### Given information
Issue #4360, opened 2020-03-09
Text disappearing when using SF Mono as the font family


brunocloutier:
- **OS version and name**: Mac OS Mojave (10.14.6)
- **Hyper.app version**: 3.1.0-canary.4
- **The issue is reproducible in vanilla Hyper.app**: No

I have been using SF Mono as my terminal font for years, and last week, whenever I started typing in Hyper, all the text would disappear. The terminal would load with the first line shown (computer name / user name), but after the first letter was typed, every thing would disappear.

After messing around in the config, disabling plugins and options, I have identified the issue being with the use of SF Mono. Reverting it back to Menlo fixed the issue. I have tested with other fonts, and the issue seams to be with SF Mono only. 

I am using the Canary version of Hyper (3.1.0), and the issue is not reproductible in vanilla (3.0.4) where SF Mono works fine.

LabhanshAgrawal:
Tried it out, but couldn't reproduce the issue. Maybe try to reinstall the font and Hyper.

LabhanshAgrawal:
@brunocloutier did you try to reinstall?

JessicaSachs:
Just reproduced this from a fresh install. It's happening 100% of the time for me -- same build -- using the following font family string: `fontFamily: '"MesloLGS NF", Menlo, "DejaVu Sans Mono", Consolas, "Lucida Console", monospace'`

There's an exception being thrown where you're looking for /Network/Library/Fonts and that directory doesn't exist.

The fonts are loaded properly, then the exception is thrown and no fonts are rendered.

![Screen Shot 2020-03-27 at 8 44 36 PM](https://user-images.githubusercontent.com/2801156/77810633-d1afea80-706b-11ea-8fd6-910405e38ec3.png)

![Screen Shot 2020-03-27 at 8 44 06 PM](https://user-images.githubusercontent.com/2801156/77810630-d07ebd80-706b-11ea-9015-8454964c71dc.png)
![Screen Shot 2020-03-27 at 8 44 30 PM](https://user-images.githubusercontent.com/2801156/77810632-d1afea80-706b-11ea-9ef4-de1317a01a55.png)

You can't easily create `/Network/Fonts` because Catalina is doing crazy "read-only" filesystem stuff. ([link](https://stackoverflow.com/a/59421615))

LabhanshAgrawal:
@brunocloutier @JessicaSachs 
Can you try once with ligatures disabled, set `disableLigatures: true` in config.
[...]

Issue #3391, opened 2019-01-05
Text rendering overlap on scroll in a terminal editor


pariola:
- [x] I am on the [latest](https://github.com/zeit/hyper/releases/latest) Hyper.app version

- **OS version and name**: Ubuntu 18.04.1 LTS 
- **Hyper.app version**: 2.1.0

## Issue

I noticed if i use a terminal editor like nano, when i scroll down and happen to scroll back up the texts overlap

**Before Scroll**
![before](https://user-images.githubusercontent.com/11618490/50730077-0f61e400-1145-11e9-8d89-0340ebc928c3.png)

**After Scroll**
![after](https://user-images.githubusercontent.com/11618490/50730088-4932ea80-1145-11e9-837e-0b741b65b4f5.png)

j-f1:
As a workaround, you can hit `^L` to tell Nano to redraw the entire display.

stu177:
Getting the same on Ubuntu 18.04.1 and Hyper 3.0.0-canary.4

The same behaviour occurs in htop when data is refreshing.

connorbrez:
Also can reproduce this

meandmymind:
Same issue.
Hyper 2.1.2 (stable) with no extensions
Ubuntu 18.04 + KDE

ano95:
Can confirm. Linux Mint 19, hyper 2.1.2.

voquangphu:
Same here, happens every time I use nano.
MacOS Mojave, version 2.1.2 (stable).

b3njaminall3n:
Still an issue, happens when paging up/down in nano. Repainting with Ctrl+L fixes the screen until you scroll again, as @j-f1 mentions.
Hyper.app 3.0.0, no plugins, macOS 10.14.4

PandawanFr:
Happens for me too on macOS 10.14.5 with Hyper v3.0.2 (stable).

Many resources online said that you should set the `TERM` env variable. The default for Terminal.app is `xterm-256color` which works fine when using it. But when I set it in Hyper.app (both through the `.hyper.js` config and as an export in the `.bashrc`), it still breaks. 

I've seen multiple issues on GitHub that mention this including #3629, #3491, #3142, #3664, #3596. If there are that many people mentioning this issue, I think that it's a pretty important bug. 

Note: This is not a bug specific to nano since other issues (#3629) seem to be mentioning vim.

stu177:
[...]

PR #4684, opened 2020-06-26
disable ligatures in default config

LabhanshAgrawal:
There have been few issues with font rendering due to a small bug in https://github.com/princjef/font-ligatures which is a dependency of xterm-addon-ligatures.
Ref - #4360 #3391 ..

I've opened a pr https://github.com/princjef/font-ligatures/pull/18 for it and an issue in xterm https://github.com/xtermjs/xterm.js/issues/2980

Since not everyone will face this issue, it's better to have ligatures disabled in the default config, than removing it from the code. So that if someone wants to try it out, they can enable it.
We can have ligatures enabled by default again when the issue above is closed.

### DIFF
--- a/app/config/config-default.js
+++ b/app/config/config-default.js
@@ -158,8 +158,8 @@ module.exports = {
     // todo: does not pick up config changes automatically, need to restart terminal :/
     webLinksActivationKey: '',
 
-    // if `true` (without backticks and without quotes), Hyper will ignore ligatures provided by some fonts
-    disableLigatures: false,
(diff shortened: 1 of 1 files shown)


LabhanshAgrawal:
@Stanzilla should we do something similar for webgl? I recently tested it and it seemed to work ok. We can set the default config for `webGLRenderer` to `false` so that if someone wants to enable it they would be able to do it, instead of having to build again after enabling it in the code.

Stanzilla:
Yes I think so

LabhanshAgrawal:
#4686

...

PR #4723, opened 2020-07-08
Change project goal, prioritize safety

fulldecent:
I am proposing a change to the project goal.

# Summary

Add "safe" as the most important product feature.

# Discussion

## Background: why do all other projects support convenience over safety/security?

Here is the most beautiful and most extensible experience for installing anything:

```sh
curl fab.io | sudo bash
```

### What to produce
Find the line with "Same here, happens every time I use nano." in the entries above. Retype it and each line after it, exactly, through the line with "Many resources online", and stop there.

### Solved exercise
Same here, happens every time I use nano.
MacOS Mojave, version 2.1.2 (stable).

b3njaminall3n:
Still an issue, happens when paging up/down in nano. Repainting with Ctrl+L fixes the screen until you scroll again, as @j-f1 mentions.
Hyper.app 3.0.0, no plugins, macOS 10.14.4

PandawanFr:
Happens for me too on macOS 10.14.5 with Hyper v3.0.2 (stable).

Many resources online said that you should set the `TERM` env variable. The default for Terminal.app is `xterm-256color` which works fine when using it. But when I set it in Hyper.app (both through the `.hyper.js` config and as an export in the `.bashrc`), it still breaks. 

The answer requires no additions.